[The data — start]
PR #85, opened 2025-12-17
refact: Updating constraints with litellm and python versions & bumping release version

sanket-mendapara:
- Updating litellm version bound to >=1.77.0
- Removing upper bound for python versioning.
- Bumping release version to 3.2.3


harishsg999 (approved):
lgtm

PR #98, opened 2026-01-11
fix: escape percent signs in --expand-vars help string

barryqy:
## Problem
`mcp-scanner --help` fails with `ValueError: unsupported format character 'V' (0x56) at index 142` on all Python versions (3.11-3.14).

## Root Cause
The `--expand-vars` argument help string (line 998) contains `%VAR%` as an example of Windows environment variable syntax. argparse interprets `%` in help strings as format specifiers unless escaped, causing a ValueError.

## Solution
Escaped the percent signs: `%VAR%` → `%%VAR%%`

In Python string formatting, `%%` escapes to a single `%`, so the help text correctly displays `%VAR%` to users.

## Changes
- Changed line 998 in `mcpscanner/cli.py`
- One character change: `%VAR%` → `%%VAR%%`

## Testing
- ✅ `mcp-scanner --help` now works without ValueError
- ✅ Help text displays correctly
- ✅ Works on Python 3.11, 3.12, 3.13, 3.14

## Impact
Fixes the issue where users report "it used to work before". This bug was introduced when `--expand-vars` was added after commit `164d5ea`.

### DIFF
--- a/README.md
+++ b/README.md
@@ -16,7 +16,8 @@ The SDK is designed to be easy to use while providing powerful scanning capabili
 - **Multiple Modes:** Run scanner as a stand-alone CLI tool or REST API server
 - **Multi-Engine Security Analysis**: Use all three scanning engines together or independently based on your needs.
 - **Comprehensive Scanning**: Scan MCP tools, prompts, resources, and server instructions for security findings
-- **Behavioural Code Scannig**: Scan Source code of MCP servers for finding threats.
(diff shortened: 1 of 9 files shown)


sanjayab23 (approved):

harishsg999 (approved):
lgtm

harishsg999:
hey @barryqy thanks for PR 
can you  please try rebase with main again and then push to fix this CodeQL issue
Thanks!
[The data — finish]
[The data — start]
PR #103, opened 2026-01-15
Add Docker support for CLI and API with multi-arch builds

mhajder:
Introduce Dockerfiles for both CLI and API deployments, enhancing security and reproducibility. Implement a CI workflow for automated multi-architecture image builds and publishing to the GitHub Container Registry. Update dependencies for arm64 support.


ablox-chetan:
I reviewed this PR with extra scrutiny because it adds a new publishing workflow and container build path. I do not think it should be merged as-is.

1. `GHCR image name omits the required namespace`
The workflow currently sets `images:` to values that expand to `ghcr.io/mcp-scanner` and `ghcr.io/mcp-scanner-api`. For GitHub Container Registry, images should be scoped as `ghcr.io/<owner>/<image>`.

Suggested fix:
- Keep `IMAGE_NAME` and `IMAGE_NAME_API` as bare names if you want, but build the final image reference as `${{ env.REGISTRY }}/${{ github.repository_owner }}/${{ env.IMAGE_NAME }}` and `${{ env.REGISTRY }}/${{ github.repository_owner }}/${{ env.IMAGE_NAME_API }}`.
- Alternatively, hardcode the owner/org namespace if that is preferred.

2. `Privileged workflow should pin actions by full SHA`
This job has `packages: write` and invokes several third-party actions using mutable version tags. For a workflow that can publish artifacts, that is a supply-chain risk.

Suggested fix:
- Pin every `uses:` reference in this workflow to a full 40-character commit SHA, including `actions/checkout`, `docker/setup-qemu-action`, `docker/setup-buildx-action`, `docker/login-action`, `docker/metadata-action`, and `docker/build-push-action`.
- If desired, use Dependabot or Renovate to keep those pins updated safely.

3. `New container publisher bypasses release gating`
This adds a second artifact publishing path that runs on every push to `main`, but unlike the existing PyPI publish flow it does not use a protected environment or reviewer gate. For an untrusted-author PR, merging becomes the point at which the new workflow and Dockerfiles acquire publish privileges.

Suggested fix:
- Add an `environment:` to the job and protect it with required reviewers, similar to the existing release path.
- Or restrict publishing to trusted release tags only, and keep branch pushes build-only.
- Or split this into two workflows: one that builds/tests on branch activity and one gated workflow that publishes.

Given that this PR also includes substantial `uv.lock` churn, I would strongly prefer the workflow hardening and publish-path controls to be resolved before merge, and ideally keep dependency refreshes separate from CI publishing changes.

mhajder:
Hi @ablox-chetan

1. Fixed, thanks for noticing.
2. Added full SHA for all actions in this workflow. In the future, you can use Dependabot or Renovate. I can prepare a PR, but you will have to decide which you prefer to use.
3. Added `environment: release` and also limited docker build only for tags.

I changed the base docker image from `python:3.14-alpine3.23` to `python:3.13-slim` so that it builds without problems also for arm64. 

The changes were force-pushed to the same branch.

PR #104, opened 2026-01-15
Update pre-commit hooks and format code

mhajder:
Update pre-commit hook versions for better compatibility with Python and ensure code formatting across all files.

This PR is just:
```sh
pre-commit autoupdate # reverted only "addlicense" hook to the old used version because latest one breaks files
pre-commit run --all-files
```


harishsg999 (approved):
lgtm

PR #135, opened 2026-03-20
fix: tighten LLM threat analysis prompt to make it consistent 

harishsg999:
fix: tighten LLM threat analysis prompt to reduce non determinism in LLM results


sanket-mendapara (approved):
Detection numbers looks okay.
[The data — finish]
[The data — start]
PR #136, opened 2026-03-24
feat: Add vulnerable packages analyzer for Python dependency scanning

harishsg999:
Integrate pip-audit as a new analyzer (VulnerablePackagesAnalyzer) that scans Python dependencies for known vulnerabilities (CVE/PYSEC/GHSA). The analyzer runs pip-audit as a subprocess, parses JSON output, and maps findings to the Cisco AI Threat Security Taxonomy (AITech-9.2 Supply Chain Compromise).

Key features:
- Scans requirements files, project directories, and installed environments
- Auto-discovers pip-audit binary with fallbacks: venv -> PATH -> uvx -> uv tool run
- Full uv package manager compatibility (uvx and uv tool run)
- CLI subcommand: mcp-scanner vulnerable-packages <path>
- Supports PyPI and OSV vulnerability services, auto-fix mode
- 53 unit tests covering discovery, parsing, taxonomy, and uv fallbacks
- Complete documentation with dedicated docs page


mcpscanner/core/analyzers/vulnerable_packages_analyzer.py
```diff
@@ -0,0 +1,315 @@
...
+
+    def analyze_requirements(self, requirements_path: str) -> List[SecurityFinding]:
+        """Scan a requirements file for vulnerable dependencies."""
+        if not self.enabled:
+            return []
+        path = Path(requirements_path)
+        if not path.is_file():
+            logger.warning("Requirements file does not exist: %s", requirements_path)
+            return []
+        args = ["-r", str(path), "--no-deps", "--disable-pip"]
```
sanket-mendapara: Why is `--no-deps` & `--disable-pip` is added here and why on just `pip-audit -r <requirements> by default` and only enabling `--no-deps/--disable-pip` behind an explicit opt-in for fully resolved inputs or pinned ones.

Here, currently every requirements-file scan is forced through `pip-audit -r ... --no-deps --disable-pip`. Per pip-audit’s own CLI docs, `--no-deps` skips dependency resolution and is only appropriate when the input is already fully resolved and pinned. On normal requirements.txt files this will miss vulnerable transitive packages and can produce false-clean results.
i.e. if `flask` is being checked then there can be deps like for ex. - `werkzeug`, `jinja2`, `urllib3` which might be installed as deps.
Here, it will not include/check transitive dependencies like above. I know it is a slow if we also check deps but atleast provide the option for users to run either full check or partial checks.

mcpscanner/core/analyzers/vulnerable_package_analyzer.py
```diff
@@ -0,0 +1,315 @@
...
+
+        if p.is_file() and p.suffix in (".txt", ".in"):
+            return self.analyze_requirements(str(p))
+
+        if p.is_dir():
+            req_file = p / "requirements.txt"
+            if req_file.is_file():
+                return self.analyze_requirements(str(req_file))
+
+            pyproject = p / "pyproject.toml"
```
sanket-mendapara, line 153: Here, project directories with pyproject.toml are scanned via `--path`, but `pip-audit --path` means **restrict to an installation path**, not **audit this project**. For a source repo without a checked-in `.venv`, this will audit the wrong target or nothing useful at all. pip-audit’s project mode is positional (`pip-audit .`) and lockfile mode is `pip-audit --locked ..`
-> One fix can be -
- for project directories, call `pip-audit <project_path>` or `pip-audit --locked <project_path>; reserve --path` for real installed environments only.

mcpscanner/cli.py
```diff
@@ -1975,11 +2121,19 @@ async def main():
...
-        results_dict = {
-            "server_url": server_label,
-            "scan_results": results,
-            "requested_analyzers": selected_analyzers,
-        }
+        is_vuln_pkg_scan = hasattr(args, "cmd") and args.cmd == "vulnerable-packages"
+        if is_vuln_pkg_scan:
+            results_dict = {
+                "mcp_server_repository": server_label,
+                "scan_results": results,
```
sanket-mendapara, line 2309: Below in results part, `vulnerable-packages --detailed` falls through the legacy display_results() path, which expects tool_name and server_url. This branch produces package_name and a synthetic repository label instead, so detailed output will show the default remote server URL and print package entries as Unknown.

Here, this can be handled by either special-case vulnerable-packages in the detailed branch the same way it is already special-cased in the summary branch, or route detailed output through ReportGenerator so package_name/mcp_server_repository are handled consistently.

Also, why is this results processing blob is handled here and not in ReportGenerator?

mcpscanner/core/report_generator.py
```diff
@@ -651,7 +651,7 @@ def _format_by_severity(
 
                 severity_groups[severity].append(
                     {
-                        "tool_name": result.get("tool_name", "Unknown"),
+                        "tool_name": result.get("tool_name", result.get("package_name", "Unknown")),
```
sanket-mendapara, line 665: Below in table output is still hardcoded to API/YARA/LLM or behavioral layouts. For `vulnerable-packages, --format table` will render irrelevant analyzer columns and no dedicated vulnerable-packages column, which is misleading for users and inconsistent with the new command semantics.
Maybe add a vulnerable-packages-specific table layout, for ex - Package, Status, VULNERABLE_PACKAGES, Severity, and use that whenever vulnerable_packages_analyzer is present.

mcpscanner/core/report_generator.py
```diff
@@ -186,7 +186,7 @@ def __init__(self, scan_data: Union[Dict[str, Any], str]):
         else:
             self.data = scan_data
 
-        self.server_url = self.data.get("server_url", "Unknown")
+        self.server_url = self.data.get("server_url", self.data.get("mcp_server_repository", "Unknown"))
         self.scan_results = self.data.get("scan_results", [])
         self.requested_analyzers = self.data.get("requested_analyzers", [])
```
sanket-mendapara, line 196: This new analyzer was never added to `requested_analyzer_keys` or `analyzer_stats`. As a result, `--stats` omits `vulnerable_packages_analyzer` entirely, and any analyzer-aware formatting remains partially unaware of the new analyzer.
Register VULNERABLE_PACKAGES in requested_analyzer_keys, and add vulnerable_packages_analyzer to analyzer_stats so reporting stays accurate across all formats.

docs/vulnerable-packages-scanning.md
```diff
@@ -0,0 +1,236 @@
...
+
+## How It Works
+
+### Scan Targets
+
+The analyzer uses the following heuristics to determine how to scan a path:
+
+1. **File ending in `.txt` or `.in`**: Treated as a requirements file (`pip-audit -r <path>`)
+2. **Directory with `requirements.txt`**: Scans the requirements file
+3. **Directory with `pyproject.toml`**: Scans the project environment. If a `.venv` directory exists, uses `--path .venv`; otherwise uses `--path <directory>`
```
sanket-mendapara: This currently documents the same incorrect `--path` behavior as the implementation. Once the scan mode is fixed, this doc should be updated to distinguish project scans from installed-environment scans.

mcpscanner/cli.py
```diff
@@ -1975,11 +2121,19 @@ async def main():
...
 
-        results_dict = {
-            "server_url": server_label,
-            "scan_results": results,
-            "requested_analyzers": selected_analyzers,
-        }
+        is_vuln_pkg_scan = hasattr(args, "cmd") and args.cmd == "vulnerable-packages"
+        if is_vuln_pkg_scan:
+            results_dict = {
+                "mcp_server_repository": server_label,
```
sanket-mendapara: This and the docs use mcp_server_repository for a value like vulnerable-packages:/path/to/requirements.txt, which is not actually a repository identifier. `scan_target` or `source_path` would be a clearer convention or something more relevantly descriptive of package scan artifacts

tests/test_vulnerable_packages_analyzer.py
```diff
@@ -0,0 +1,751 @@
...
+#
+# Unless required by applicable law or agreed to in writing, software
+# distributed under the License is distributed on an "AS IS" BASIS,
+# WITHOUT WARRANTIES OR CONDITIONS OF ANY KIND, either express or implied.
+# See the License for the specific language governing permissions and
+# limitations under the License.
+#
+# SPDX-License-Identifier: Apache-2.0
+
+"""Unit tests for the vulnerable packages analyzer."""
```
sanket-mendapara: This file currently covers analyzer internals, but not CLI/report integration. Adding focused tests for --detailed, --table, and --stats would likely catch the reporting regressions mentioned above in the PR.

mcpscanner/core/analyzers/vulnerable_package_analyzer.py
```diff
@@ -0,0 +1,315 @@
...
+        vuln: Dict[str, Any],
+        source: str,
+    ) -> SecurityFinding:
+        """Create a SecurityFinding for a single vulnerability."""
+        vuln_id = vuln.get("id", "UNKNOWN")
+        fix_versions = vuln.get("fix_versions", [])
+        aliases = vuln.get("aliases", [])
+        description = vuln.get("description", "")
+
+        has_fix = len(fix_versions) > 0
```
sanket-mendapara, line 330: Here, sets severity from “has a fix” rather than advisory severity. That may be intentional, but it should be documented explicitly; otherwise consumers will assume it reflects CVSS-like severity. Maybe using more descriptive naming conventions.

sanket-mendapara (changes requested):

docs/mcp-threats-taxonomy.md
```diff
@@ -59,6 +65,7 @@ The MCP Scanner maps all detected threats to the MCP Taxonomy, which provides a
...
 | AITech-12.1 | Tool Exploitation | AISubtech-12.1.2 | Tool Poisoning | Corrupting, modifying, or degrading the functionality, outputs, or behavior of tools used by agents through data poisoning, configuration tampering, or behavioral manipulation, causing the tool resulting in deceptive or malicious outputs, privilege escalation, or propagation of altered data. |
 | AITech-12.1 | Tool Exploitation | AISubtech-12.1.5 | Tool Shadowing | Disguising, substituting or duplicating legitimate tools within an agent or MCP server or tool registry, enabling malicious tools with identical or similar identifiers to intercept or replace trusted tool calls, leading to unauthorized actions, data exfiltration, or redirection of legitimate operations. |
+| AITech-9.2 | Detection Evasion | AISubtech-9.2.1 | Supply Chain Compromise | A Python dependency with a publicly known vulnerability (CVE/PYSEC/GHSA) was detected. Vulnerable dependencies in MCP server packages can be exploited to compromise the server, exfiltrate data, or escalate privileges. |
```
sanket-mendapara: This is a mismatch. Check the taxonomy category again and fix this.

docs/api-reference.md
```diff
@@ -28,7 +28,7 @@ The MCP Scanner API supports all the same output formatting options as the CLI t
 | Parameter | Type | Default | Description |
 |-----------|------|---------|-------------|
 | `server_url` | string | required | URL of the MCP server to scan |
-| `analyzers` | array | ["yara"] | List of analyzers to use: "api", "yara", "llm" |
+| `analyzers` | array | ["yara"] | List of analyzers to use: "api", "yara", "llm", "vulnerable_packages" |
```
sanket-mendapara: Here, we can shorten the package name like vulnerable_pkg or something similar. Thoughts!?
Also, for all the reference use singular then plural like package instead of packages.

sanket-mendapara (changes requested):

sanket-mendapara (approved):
[The data — finish]
All lines with the string "something" must be copied from the data.

sanket-mendapara: This and the docs use mcp_server_repository for a value like vulnerable-packages:/path/to/requirements.txt, which is not actually a repository identifier. `scan_target` or `source_path` would be a clearer convention or something more relevantly descriptive of package scan artifacts
sanket-mendapara: Here, we can shorten the package name like vulnerable_pkg or something similar. Thoughts!?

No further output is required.